Top of Information shown
PR #3114, opened 2021-06-12
Eventbus speed improvements

Janmm14:
Take 3 on EventBus speed improvements. Earlier attempts in #3104 (and #3098).

Lambda packet class creation was already merged form previous PRs.

**Uses LambdaMetafactory for event BiConsumer creation.**

This time it uses a lookup created by a special class which is loaded by a custom class loader which delegates to all PluginClassloaders.

Other changes:
- Add NonVoidReturnTypeTest (Supported by current EventBus impl, prevents potential regression in the future)
- Improve wording of listener wrong argument length log message
- Use Java 8 lambda map access in EventBus
Improves speed as HashMap doesn't have to calculate hash multiple times.

Testing done:
- Compiles on Java 8 and 16
- Runs on Java 8 and 16 without additional startup parameters
- Listening for events with a basic plugin is working

### DIFF
--- a/api/src/main/java/net/md_5/bungee/api/plugin/PluginClassloader.java
+++ b/api/src/main/java/net/md_5/bungee/api/plugin/PluginClassloader.java
@@ -21,7 +21,7 @@ import net.md_5.bungee.api.ProxyServer;
 final class PluginClassloader extends URLClassLoader
 {
 
-    private static final Set<PluginClassloader> allLoaders = new CopyOnWriteArraySet<>();
+    static final Set<PluginClassloader> allLoaders = new CopyOnWriteArraySet<>();
     //
     private final ProxyServer proxy;
     private final PluginDescription desc;
--- a/api/src/main/java/net/md_5/bungee/api/plugin/PluginManager.java
+++ b/api/src/main/java/net/md_5/bungee/api/plugin/PluginManager.java
@@ -9,6 +9,7 @@ import com.google.common.graph.Graphs;
 import com.google.common.graph.MutableGraph;
 import java.io.File;
 import java.io.InputStream;
+import java.lang.invoke.MethodHandles;
 import java.lang.reflect.Method;
 import java.net.URLClassLoader;
 import java.util.Arrays;
@@ -57,11 +58,12 @@ public final class PluginManager
     private Map<String, PluginDescription> toLoad = new HashMap<>();
     private final Multimap<Plugin, Command> commandsByPlugin = ArrayListMultimap.create();
     private final Multimap<Plugin, Listener> listenersByPlugin = ArrayListMultimap.create();
+    private final MethodHandles.Lookup lookup;
 
-    @SuppressWarnings("unchecked")
-    public PluginManager(ProxyServer proxy)
+    public PluginManager(ProxyServer proxy, MethodHandles.Lookup lookup)
     {
         this.proxy = proxy;
+        this.lookup = lookup;
 
         // Ignore unknown entries in the plugin descriptions
         Constructor yamlConstructor = new Constructor();
@@ -438,7 +440,7 @@ public final class PluginManager
             Preconditions.checkArgument( !method.isAnnotationPresent( Subscribe.class ),
                     "Listener %s has registered using deprecated subscribe annotation! Please update to @EventHandler.", listener );
         }
-        eventBus.register( listener );
+        eventBus.register( listener, lookup );
         listenersByPlugin.put( plugin, listener );
     }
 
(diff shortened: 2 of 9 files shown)


Janmm14:
ping

md-5:
I'm still not convinced this falls on the right side of the hackiness spectrum (or that it is even the best way of doing it).

I would also encourage the creation of benchmarks, 7 years ago I used JMH to benchmark the event branch (https://github.com/SpigotMC/BungeeCord/tree/event) with an asm CompiledEventBus and there was essentially no difference, and certainly not enough to justify the crazy approach of bytecode generation (especially when at the time OpenJDK already did generate bytecode for reflection).

caoli5288:
I agree with md-5. It's not a performance hotspot at all.

Janmm14:
I don't see this approach as crazy. We are calling a normal Java API method, just with a custom ClassLoader.

I am currently running the benchmarks and I see throughput increases of at least 20% on OpenJDK Hotspot 16, testing the full event bus.

Janmm14:
Tests ran with:
```
JMH version: 1.32
VM version: JDK 16.0.1, OpenJDK 64-Bit Server VM, 16.0.1+9
AMD 5600x@4.6 Ghz (single core boost, held reliably) + Uncore@1.666 Ghz Ram CL16
```

### Simple test with one Listener
https://gist.github.com/Janmm14/253f1f7f4d115a430df1263cbc33754e

In most tests about 75% faster, with non-changing event object 25% faster.

### Test with 3 listeners:
https://gist.github.com/Janmm14/b75fd02ee185e4b6c593dad1a68c7376

In many cases >90% speed improvement with changing event objects.
In test `bench10_3_3` >70% faster.
Im tests `bench09_3` and `bench09a_3_2` ~30% faster
Around same speed with non-changing event object

### Test with new EventBus per iteration and 3 listeners:
https://gist.github.com/Janmm14/f3d42fdff96f84902fc829f5b65641fe

This was accidental as event bus doesn't change in bungee, test results are not applicable to bungeecord itself.
Still performance improvements of at least 25% in my test.

caoli5288:
This doesn't matter to the overall workload. In fact, the biggest cost is compression and network ops, which is hundreds times higher than this.

Janmm14:
> This doesn't matter to the overall workload. In fact, the biggest cost is compression and network ops, which is hundreds times higher than this.

So this will make sure that there's a little more cpu time available for those heavy tasks.
Especially with this implementation I don't see any additional maintenance burdens introduced into bungee, the code should work long-term. Therefore even if the gains are small compared to the time compression and networking take, I don't see it as a reason to not implement this.

I don't see how we can improve (de-)compression further, it is already native code.
Networking improvements are coming in mostly with netty updates, next big one will probably be netty releasing support for io_uring.

caoli5288:
@Janmm14 Cloudflare optimized zlib(https://github.com/cloudflare/zlib) is much faster than upstream. I've been using this branch for years in my other project.

Some other deflate compatible implementations such as libdeflate are also faster than zlib, but the compressor needs to be refactor.

MrIvanPlays:
@Janmm14 can we hop in discord or sth? I want to discuss some things with you about this PR in private.

Janmm14:
dingdong

andreasdc:
Why is it not pushed if it's PR that improves performance and doesn't break anything?

md-5:
Because the code is not acceptable

andreasdc:
> Because the code is not acceptable

Is it cursed? :o Does it break something or what?

caoli5288:
> 

Its meaningless improvement

Janmm14:
> > Because the code is not acceptable
> 
> Is it cursed? :o Does it break something or what?

Code is too far on the experimental side of things for very little speed improvements.
So much code to work around Java 17 to get the Lookup object with the correct ClassLoader. Just a little better than to include asm and write accessor classes manually (file size).

If you want a fork with this patch, go to https://github.com/MrIvanPlays/IvanCord

andreasdc:
> > 
> 
> Its meaningless improvement

If it's improvement that doesn't break anything, why not?


> > > Because the code is not acceptable
> > 
> > 
> > Is it cursed? :o Does it break something or what?
> 
> Code is too far on the experimental side of things for very little speed improvements. So much code to work around Java 17 to get the Lookup object with the correct ClassLoader. Just a little better than to include asm and write accessor classes manually (file size).
> 
> If you want a fork with this patch, go to https://github.com/MrIvanPlays/IvanCord

I prefer the fork that starts with an F and is ending with a Cord. It's pretty warm and nice.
Bottom of Information shown
The problem: Word for word, set down all of the records above.

Result for this exercise:
PR #3114, opened 2021-06-12
Eventbus speed improvements

Janmm14:
Take 3 on EventBus speed improvements. Earlier attempts in #3104 (and #3098).

Lambda packet class creation was already merged form previous PRs.

**Uses LambdaMetafactory for event BiConsumer creation.**

This time it uses a lookup created by a special class which is loaded by a custom class loader which delegates to all PluginClassloaders.

Other changes:
- Add NonVoidReturnTypeTest (Supported by current EventBus impl, prevents potential regression in the future)
- Improve wording of listener wrong argument length log message
- Use Java 8 lambda map access in EventBus
Improves speed as HashMap doesn't have to calculate hash multiple times.

Testing done:
- Compiles on Java 8 and 16
- Runs on Java 8 and 16 without additional startup parameters
- Listening for events with a basic plugin is working

### DIFF
--- a/api/src/main/java/net/md_5/bungee/api/plugin/PluginClassloader.java
+++ b/api/src/main/java/net/md_5/bungee/api/plugin/PluginClassloader.java
@@ -21,7 +21,7 @@ import net.md_5.bungee.api.ProxyServer;
 final class PluginClassloader extends URLClassLoader
 {
 
-    private static final Set<PluginClassloader> allLoaders = new CopyOnWriteArraySet<>();
+    static final Set<PluginClassloader> allLoaders = new CopyOnWriteArraySet<>();
     //
     private final ProxyServer proxy;
     private final PluginDescription desc;
--- a/api/src/main/java/net/md_5/bungee/api/plugin/PluginManager.java
+++ b/api/src/main/java/net/md_5/bungee/api/plugin/PluginManager.java
@@ -9,6 +9,7 @@ import com.google.common.graph.Graphs;
 import com.google.common.graph.MutableGraph;
 import java.io.File;
 import java.io.InputStream;
+import java.lang.invoke.MethodHandles;
 import java.lang.reflect.Method;
 import java.net.URLClassLoader;
 import java.util.Arrays;
@@ -57,11 +58,12 @@ public final class PluginManager
     private Map<String, PluginDescription> toLoad = new HashMap<>();
     private final Multimap<Plugin, Command> commandsByPlugin = ArrayListMultimap.create();
     private final Multimap<Plugin, Listener> listenersByPlugin = ArrayListMultimap.create();
+    private final MethodHandles.Lookup lookup;
 
-    @SuppressWarnings("unchecked")
-    public PluginManager(ProxyServer proxy)
+    public PluginManager(ProxyServer proxy, MethodHandles.Lookup lookup)
     {
         this.proxy = proxy;
+        this.lookup = lookup;
 
         // Ignore unknown entries in the plugin descriptions
         Constructor yamlConstructor = new Constructor();
@@ -438,7 +440,7 @@ public final class PluginManager
             Preconditions.checkArgument( !method.isAnnotationPresent( Subscribe.class ),
                     "Listener %s has registered using deprecated subscribe annotation! Please update to @EventHandler.", listener );
         }
-        eventBus.register( listener );
+        eventBus.register( listener, lookup );
         listenersByPlugin.put( plugin, listener );
     }
 
(diff shortened: 2 of 9 files shown)


Janmm14:
ping

md-5:
I'm still not convinced this falls on the right side of the hackiness spectrum (or that it is even the best way of doing it).

I would also encourage the creation of benchmarks, 7 years ago I used JMH to benchmark the event branch (https://github.com/SpigotMC/BungeeCord/tree/event) with an asm CompiledEventBus and there was essentially no difference, and certainly not enough to justify the crazy approach of bytecode generation (especially when at the time OpenJDK already did generate bytecode for reflection).

caoli5288:
I agree with md-5. It's not a performance hotspot at all.

Janmm14:
I don't see this approach as crazy. We are calling a normal Java API method, just with a custom ClassLoader.

I am currently running the benchmarks and I see throughput increases of at least 20% on OpenJDK Hotspot 16, testing the full event bus.

Janmm14:
Tests ran with:
```
JMH version: 1.32
VM version: JDK 16.0.1, OpenJDK 64-Bit Server VM, 16.0.1+9
AMD 5600x@4.6 Ghz (single core boost, held reliably) + Uncore@1.666 Ghz Ram CL16
```

### Simple test with one Listener
https://gist.github.com/Janmm14/253f1f7f4d115a430df1263cbc33754e

In most tests about 75% faster, with non-changing event object 25% faster.

### Test with 3 listeners:
https://gist.github.com/Janmm14/b75fd02ee185e4b6c593dad1a68c7376

In many cases >90% speed improvement with changing event objects.
In test `bench10_3_3` >70% faster.
Im tests `bench09_3` and `bench09a_3_2` ~30% faster
Around same speed with non-changing event object

### Test with new EventBus per iteration and 3 listeners:
https://gist.github.com/Janmm14/f3d42fdff96f84902fc829f5b65641fe

This was accidental as event bus doesn't change in bungee, test results are not applicable to bungeecord itself.
Still performance improvements of at least 25% in my test.

caoli5288:
This doesn't matter to the overall workload. In fact, the biggest cost is compression and network ops, which is hundreds times higher than this.

Janmm14:
> This doesn't matter to the overall workload. In fact, the biggest cost is compression and network ops, which is hundreds times higher than this.

So this will make sure that there's a little more cpu time available for those heavy tasks.
Especially with this implementation I don't see any additional maintenance burdens introduced into bungee, the code should work long-term. Therefore even if the gains are small compared to the time compression and networking take, I don't see it as a reason to not implement this.

I don't see how we can improve (de-)compression further, it is already native code.
Networking improvements are coming in mostly with netty updates, next big one will probably be netty releasing support for io_uring.

caoli5288:
@Janmm14 Cloudflare optimized zlib(https://github.com/cloudflare/zlib) is much faster than upstream. I've been using this branch for years in my other project.

Some other deflate compatible implementations such as libdeflate are also faster than zlib, but the compressor needs to be refactor.

MrIvanPlays:
@Janmm14 can we hop in discord or sth? I want to discuss some things with you about this PR in private.

Janmm14:
dingdong

andreasdc:
Why is it not pushed if it's PR that improves performance and doesn't break anything?

md-5:
Because the code is not acceptable

andreasdc:
> Because the code is not acceptable

Is it cursed? :o Does it break something or what?

caoli5288:
> 

Its meaningless improvement

Janmm14:
> > Because the code is not acceptable
> 
> Is it cursed? :o Does it break something or what?

Code is too far on the experimental side of things for very little speed improvements.
So much code to work around Java 17 to get the Lookup object with the correct ClassLoader. Just a little better than to include asm and write accessor classes manually (file size).

If you want a fork with this patch, go to https://github.com/MrIvanPlays/IvanCord

andreasdc:
> > 
> 
> Its meaningless improvement

If it's improvement that doesn't break anything, why not?


> > > Because the code is not acceptable
> > 
> > 
> > Is it cursed? :o Does it break something or what?
> 
> Code is too far on the experimental side of things for very little speed improvements. So much code to work around Java 17 to get the Lookup object with the correct ClassLoader. Just a little better than to include asm and write accessor classes manually (file size).
> 
> If you want a fork with this patch, go to https://github.com/MrIvanPlays/IvanCord

I prefer the fork that starts with an F and is ending with a Cord. It's pretty warm and nice.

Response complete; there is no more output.